If you’re looking for reliable, well-documented information on the fascinating gods, goddesses, tales, places, and ideas that comprise the ancient mythology and religion of the Norse and other Germanic peoples, you’ve come to the right place. You can use the navigation menu at the top of this page or the search bar on the right to find what you’re seeking.

What is Norse mythology?

Before the Norse and other Germanic peoples were converted to Christianity during the Middle Ages, they had their own highly sophisticated and complex indigenous religion. Norse mythology is one expression of this religion. It included the veneration of deities such as Odin, Thor, Freya, and Loki.

This religion never had a true name – those who practiced it just called it “tradition.” However, people who continued to follow the old ways after the arrival of Christianity were sometimes called “heathens,” which originally meant simply “people who live on the heaths” or elsewhere in the countryside, and the name has stuck. Throughout this site, I refer to it as “the heathen Germanic religion,” “the pre-Christian Germanic religion,” or something to that effect.

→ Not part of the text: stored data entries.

PR #382, opened 2023-06-06
imxrt117x: Move cm4 driver to imxrt-multi

agkaminski:
JIRA: NIL-428

## Types of changes

## How Has This Been Tested?

## Checklist:

## Special treatment

- [x] This PR needs additional PRs to work (https://github.com/phoenix-rtos/phoenix-rtos-utils/pull/180).


multi/imxrt-multi/cm4.c
```diff
@@ -107,10 +110,11 @@ static inline int fifo_popPacket(packet_t *packet, fifo_t *fifo)
 }
 
 
-static inline int fifo_push(char byte, fifo_t *fifo)
+static inline int fifo_push(unsigned char byte, fifo_t *fifo)
 {
-	if ((fifo->wptr + 1) % sizeof(fifo->buff) == fifo->wptr)
+	if (((fifo->wptr + 1) % sizeof(fifo->buff)) == fifo->wptr) {
```
gerard5, line 115: Doing `(fifo->wptr + 1) % sizeof(fifo->buff)` twice is not effective, maybe use temporary variable to store the `nextwptr`.

multi/imxrt-multi/cm4.c
```diff
@@ -123,14 +127,17 @@ static inline int fifo_pushPacket(packet_t *packet, fifo_t *fifo)
...
 		size = sizeof(packet->byte.payload);
-	else
+	}
+	else {
 		size = packet->byte.bno;
+	}
 
 	for (i = 0; i < size; ++i) {
-		if (!fifo_push(packet->byte.payload[i], fifo))
+		if (!fifo_push(packet->byte.payload[i], fifo)) {
```
gerard5, line 138:
```suggestion
		if (fifo_push(packet->byte.payload[i], fifo) == 0) {
```
because that PR changes the style later in the code anyway.

multi/imxrt-multi/cm4.c
```diff
@@ -169,68 +178,75 @@ static int mu_irqHandler(unsigned int n, void *arg)
...
-	char *tbuff = buff;
-	ssize_t i;
+	unsigned char *tbuff = buff;
+	size_t i;
 	fifo_t *fifo;
 
-	if (id < chan0 || id > chan3 || buff == NULL)
+	if ((id < chan0) || (id > chan3) || (buff == NULL)) {
 		return -1;
+	}
```
gerard5, line 187: `return -EINVAL;`, instead of `-1`.

multi/imxrt-multi/cm4.c
```diff
@@ -169,68 +178,75 @@ static int mu_irqHandler(unsigned int n, void *arg)
...
-	const char *tbuff = buff;
-	int i;
+	const unsigned char *tbuff = buff;
+	size_t i;
 	fifo_t *fifo;
 
-	if (id < chan0 || id > chan3 || buff == NULL)
+	if ((id < chan0) || (id > chan3) || (buff == NULL)) {
 		return -1;
+	}
```
gerard5, line 209: `return -EINVAL;`, instead of `-1`.

multi/imxrt-multi/cm4.c
```diff
@@ -243,17 +259,25 @@ static int runCore(unsigned int offset)
...
+	f = fopen(path, "r");
+	if (f == NULL) {
 		return -ENOENT;
+	}
 
-	while ((r = fread(buff, sizeof(buff), 1, f)) > 0 && total < m4_common.m4memorysz) {
-		if (total + r > m4_common.m4memorysz)
+	while (total < m4_common.m4memorysz) {
+		r = fread(buff, sizeof(buff), 1, f);
+		if (r <= 0) {
```
gerard5, line 274: Currently `r < 0` is never true, `r` is declared as `size_t`, when changed to e.g. `ssize_t r;` will be ok.

multi/imxrt-multi/imxrt-multi.h
```diff
@@ -79,27 +85,35 @@ typedef struct {
...
 
 
-typedef struct _multi_i_t {
+typedef struct {
 	id_t id;
 
 	union {
 		gpio_t gpio;
 		spi_t spi;
+		int cm4_type;
```
gerard5, line 108: cm4 is only valid for the imxrt1170 target, maybe something like:
```suggestion
#ifdef TARGET_IMXRT1170
		int cm4_type;
#endif
```
btw. a similar check would be good for all `#define CM4_*` that are specific to the target.

agkaminski: Doesn't really hurt anything, I'd rather keep one, coherent API

multi/imxrt-multi/cm4.c
agkaminski: Fixed, as a side note, there was a nasty bug hiding in a plain sight, fixed ;)

multi/imxrt-multi/cm4.c
agkaminski: `fread()` returns `size_t`, changed condition to `r == 0`

agkaminski:
I also added a lock I forgot about, it's needed as cm4 driver entered multi-threaded environment

multi/imxrt-multi/cm4.c
gerard5: That's right.

multi/imxrt-multi/cm4.c
```diff
@@ -243,17 +264,25 @@ static int runCore(unsigned int offset)
...
-	if ((f = fopen(path, "r")) == NULL)
+	f = fopen(path, "r");
+	if (f == NULL) {
 		return -ENOENT;
+	}
+
+	while (total < m4_common.m4memorysz) {
+		r = fread(buff, sizeof(buff), 1, f);
+		if (r == 0) {
+			break;
```
ziemleszcz, line 280: Return error if not feof()?

agkaminski: Done

multi/imxrt-multi/cm4.c
```diff
@@ -243,17 +264,25 @@ static int runCore(unsigned int offset)
...
+		}
 
-	while ((r = fread(buff, sizeof(buff), 1, f)) > 0 && total < m4_common.m4memorysz) {
-		if (total + r > m4_common.m4memorysz)
+		if (total + r > m4_common.m4memorysz) {
 			r = m4_common.m4memorysz - total;
```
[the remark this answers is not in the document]
agkaminski: Done

multi/imxrt-multi/imxrt-multi.c
```diff
@@ -296,6 +307,14 @@ static int createDevFiles(void)
 		return -1;
 #endif
 
+#if CM4
+	for (i = 0; i < 4; ++i) {
+		sprintf(name, "cpuM4%d", i);
+		if (mkFile(&dir, id_cm4_0 + i - 1, name, multi_port) < 0)
+			return -1;
+	}
```
kemonats, line 315:
```suggestion
	for (i = 0; i < 4; ++i) {
		sprintf(name, "cpuM4%d", i);
		if (mkFile(&dir, id_cm4_0 + i - 1, name, multi_port) < 0) {
			return -1;
		}
	}
```
Since `i < 10` this can be done easily without `sprintf()`.

multi/imxrt-multi/imxrt-multi.h
```diff
@@ -17,14 +17,20 @@
...
 	id_uart9, id_uart10, id_uart11, id_uart12, id_gpio1, id_gpio2, id_gpio3, id_gpio4, id_gpio5,
 	id_gpio6, id_gpio7, id_gpio8, id_gpio9, id_gpio10, id_gpio11, id_gpio12, id_gpio13, id_spi1,
 	id_spi2, id_spi3, id_spi4,
 #ifdef TARGET_IMXRT1170
 	id_spi5, id_spi6,
 #endif
-	id_i2c1, id_i2c2, id_i2c3, id_i2c4, id_trng };
+	id_i2c1, id_i2c2, id_i2c3, id_i2c4, id_trng,
+#ifdef TARGET_IMXRT1170
+	id_cm4_0, id_cm4_1, id_cm4_2, id_cm4_3
```
ziemleszcz, line 30: IDs are not available outside of phoenix-rtos-devices.

multi/imxrt-multi/imxrt-multi.c
```diff
@@ -296,6 +307,14 @@ static int createDevFiles(void)
 		return -1;
 #endif
 
+#if CM4
+	for (i = 0; i < 4; ++i) {
+		sprintf(name, "cpuM4%d", i);
+		if (mkFile(&dir, id_cm4_0 + i - 1, name, multi_port) < 0)
```
ziemleszcz, line 313: `id_cm4_0 + i - 1` -> `id_cm4_0 + i`

multi/imxrt-multi/imxrt-multi.c
```diff
@@ -81,13 +82,23 @@ static void multi_dispatchMsg(msg_t *msg)
...
+			break;
+
 #ifdef TARGET_IMXRT1170
 		case id_spi5:
 		case id_spi6:
-#endif
 			spi_handleMsg(msg, id);
 			break;
 
+		case id_cm4_0:
```
ziemleszcz, line 94: I'm not sure if it's good idea to demux messages based on custom multi ID. Why not use `msg->i.openclose.oid.id` instead? Anyway read() & write() messages will be not delivered because multi ID is not set (it probably applies to TRNG driver as well).

agkaminski: In mtDevCtl we don't have this field - we only have msg.i/o.raw, so we need to pass oid/id by ourself. Oid in common msg field is planned on API change

multi/imxrt-multi/imxrt-multi.c
agkaminski: Wanted to stick to the style of the rest of the file, but fixed (along with other missing brackets)

multi/imxrt-multi/imxrt-multi.h
agkaminski: Wym, they are available, but I agree shouldn't. Removed from API, lookup should be used

multi/imxrt-multi/imxrt-multi.c
agkaminski: Ok. I see what you mean. It worked by a miracle, fixed

multi/imxrt-multi/cm4.c
```diff
@@ -243,32 +264,48 @@ static int runCore(unsigned int offset)
...
+
 	return (int)total;
 }
 
 
 static int loadFromBuff(const void *buff, size_t bufflen)
 {
-	if (bufflen > m4_common.m4memorysz)
+	if (bufflen > m4_common.m4memorysz) {
 		bufflen = m4_common.m4memorysz;
```
ziemleszcz, line 307: Return EINVAL error?

multi/imxrt-multi/cm4.c
```diff
@@ -169,68 +183,75 @@ static int mu_irqHandler(unsigned int n, void *arg)
...
 {
 	platformctl_t pctl;
-	unsigned int vectors = (unsigned int)M4_MEMORY_START + offset;
+	unsigned int vectors = (unsigned int)CM4_MEMORY_START + offset;
 
 	/* Set CM4's VTOR to the start of it's memory */
 	pctl.action = pctl_set;
 	pctl.type = pctl_iolpsrgpr;
 	pctl.iogpr.field = 0;
 	pctl.iogpr.val = vectors & 0xffff;
```
gerard5, line 241: btw. may be corrected, this should be:
```suggestion
	pctl.iogpr.val = vectors & 0xfff8;
```
LPSR_GPR0 bits 2-0 of CM4_INIT_VTOR_LOW are reserved.

multi/imxrt-multi/cm4.c
```diff
@@ -279,127 +316,84 @@ static int loadFromBuff(const void *buff, size_t bufflen)
...
-		/* Unsupported operations */
-		case mtCreate:
-			msg.o.create.err = -ENOSYS;
-			break;
-		case mtLookup:
-			msg.o.lookup.err = -ENOSYS;
-			break;
 		default:
-			msg.o.io.err = -ENOSYS;
+			msg->o.io.err = -EINVAL;
```
gerard5, line 378: Why changed to `EINVAL` (Invalid argument) ?
`ENOSYS` a.k.a function not implemented, for me suits better. Other handlers in imxrt-multi default err is ENOSYS, see gpio, spi.

ziemleszcz (approved):
LGTM

PR #394, opened 2023-07-10
sensors: add lis2mdl magnetometer driver

niewim19:
JIRA: PP-159

## Description

Adding driver for lis2mdl 3 axis +-50gauss magnetometer.

Datasheet: https://www.st.com/resource/en/datasheet/lis2mdl.pdf

## Types of changes

## How Has This Been Tested?

- [x] Tested by hand on: zturn drone.

## Checklist:

## Special treatment

### DIFF
--- a/sensors/mag/lis2mdl.c
+++ b/sensors/mag/lis2mdl.c
@@ -1,0 +1,227 @@
+/*
+ * Phoenix-RTOS
+ *
+ * Driver for lis2mdl magnetometer
+ *
+ * Copyright 2023 Phoenix Systems
+ * Author: Mateusz Niewiadomski
+ *
+ * This file is part of Phoenix-RTOS.
+ *
+ * %LICENSE%
+ */
+
+#include <errno.h>
+#include <stdlib.h>
+#include <unistd.h>
+#include <sys/time.h>
+#include <sys/threads.h>
+#include <spi.h>
+#include <sensors-spi.h>
+#include <string.h>
+
+#include "../sensors.h"
+
+/* self-identification register of magnetometer */
+#define REG_WHOAMI 0x4f
+#define VAL_WHOAMI 0x40
+
+#define SPI_READ_BIT 0x80
+
+#define REG_CFG_REG_A               0x60
+#define VAL_CFG_REG_A_COMP_TEMP_EN  0x80
+#define VAL_CFG_REG_A_ODR_10HZ      0x00
+#define VAL_CFG_REG_A_ODR_20HZ      0x04
+#define VAL_CFG_REG_A_ODR_50HZ      0x08
+#define VAL_CFG_REG_A_ODR_100HZ     0x0c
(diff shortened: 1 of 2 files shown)


sensors/mag/lis2mdl.c
```diff
@@ -0,0 +1,229 @@
...
+	sensor_event_t evt;
+	char stack[512] __attribute__((aligned(8)));
+} lis2mdl_ctx_t;
+
+
+static int16_t translateMag(uint8_t hbyte, uint8_t lbyte)
+{
+	int16_t val;
+
+	val = (hbyte << 8) | lbyte;
```
agkaminski, line 68: MISRA problem, not sure about simplest solution to avoid it - this is UB (signed overflow), it works, but it is a rule violation.

Please note that making `lbyte` signed will break the code - during `int8_t` -> `int16_t` cast `lbyte` will be sign extended (so 8 MSB of `val` will become ones and will make `OR` operation no-op)

sensors/mag/lis2mdl.c
```diff
@@ -0,0 +1,229 @@
...
+
+	if (val > MAG_OVERFLOW) {
+		return MAG_OVERFLOW * MAG_CONV_MGAUSS;
+	}
+	else if (val < -MAG_OVERFLOW) {
+		return -MAG_OVERFLOW * MAG_CONV_MGAUSS;
+	}
+
+	/* conversion to milligaus (10^-7 T), as it is already sensor manager storage scale */
+	return val * MAG_CONV_MGAUSS;
```
agkaminski, line 78: MISRA lesser evil fix
```suggestion
	else {
		/* conversion to milligaus (10^-7 T), as it is already sensor manager storage scale */
		return val * MAG_CONV_MGAUSS;
	}
```

sensors/mag/lis2mdl.c
```diff
@@ -0,0 +1,229 @@
...
+	int err;
+	sensor_info_t *info = (sensor_info_t *)data;
+	lis2mdl_ctx_t *ctx = info->ctx;
+	uint8_t ibuf[SENSOR_OUTPUT_SIZE] = { 0 };
+	uint8_t obuf;
+
+	while (1) {
+		usleep(10 * 1000);
+
+		obuf = REG_DATA_OUT | SPI_READ_BIT;
```
agkaminski, line 143: Nitpicky optimization 
```suggestion
	const uint8_t obuf = REG_DATA_OUT | SPI_READ_BIT;

	while (1) {
		usleep(10 * 1000);
```

agkaminski (dismissed):
I'm going to slowly start to torture you with MISRA ;)

sensors/mag/lis2mdl.c
niewim19: I have added a comment that this part does not comply with MISRA. We have discussed other solution but the readability to amount of code ratio of them is very poor comparing to this approach.

agkaminski (approved):

PR #396, opened 2023-07-11
sensors: int32 accelerometer reading

niewim19:
## Description

Change in sensorhub accelerometer reading variable type from `int16_t` to `int32_t`. This increases maximum accelerometer value from small +-3G to more than +-200kG which is much more than sufficient.

## Types of changes

## How Has This Been Tested?

- [x] Tested by hand on: zturn drone.

## Checklist:

## Special treatment

### DIFF
--- a/sensors/imu/lsm9dsxx.c
+++ b/sensors/imu/lsm9dsxx.c
@@ -117,24 +117,12 @@ static int32_t translateGyr(uint8_t hbyte, uint8_t lbyte)
 }
 
 
-static int16_t translateAcc(uint8_t hbyte, uint8_t lbyte)
+static int32_t translateAcc(uint8_t hbyte, uint8_t lbyte)
 {
-	int32_t val = 0;
-
 	/* MISRA incompliant - casting u16 to s16 with no regard to sign */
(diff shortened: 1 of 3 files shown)


sensors/imu/lsm9dsxx.c
```diff
@@ -117,24 +117,12 @@ static int32_t translateGyr(uint8_t hbyte, uint8_t lbyte)
...
-	if (val > INT16_MAX) {
-		return INT16_MAX;
-	}
-	else if (val < INT16_MIN) {
-		return INT16_MIN;
-	}
-	else {
-		return val; /* sensor value to [mm/s^2] */
-	}
+	return ACC8G_CONV_MG * MG_CONV_MMS2 * val; /* sensor value to [mm/s^2] */
```
agkaminski, line 125: I think not strictly needed, but I'm not sure, so it would nice to have
```suggestion
	return ACC8G_CONV_MG * MG_CONV_MMS2 * (int32_t)val; /* sensor value to [mm/s^2] */
```

niewim19: Macros are float, so there is already promotion to float from int16

agkaminski (approved):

Norse mythology was for the heathen Germanic peoples what the stories in the Bible are to Christians and what the doctrines of evolution and historical progress are to modern science and secular society: grand narratives that give life meaning and that help people to make sense of the world.

Ultimately, Norse mythology presents a worldview that is very, very different from the worldview of modern science or that of monotheistic religions such as Christianity, Judaism, and Islam. The pre-Christian Germanic religion was animistic, polytheistic, pantheistic, and held a cyclical view of time.

“Guests from Overseas” by Nicholas Roerich (1899)

Who were the Vikings?

The Vikings were seafaring warriors, raiders, and explorers from modern-day Norway, Sweden, Denmark, and Iceland who ventured throughout much of the world during the Viking Age (roughly 793-1000 CE). They traveled as far east as Constantinople and as far west as North America in search of riches to plunder and fertile lands in which to settle. They spoke the Old Norse language, wrote in runes, and practiced their ancestral religion.

The reasons behind Viking raids and settlements during this period are numerous and include population pressures, demographic changes, the high value placed on honor and competitive accomplishments in traditional Germanic society, and a desire to retaliate against the violent incursions of Christianity amongst the Norse and other Germanic peoples that were occurring throughout the Viking Age.

The Vikings are an important part of the study of the indigenous mythology and religion of the Germanic peoples because the vast majority of what we know about these topics comes from Scandinavian and Icelandic poems, treatises, and sagas that were written during or relatively soon after the Viking Age.

Who are the Germanic peoples?

The Germanic peoples are one of the indigenous peoples of northern Europe, along with the Celts, Sami, Finns, and others. Historically, they’ve occupied much of Scandinavia, Iceland, the British Isles, and continental Europe north of the Alps. In the modern era, they’re spread out across the world.

While there were certainly regional and temporal variations in the pre-Christian religion of the Germanic peoples, there was nevertheless a common core worldview, cosmology, and, to a large extent, a common pantheon as well.

If you’re a person of northern European descent (including English and German descent), it’s a safe bet that you’ve got some Germanic blood in you. That means, in turn, that it’s a safe bet that some of your ancestors practiced something very, very close to the religion represented by Norse mythology.

Of course, you very well may still find Norse/Germanic mythology to be fascinating and illuminating if you don’t have any Germanic in your ancestry. Mythologies are certainly expressions of a particular person or people, but they’re far from only that; there tends to be a spark of something more timeless and universal in them as well.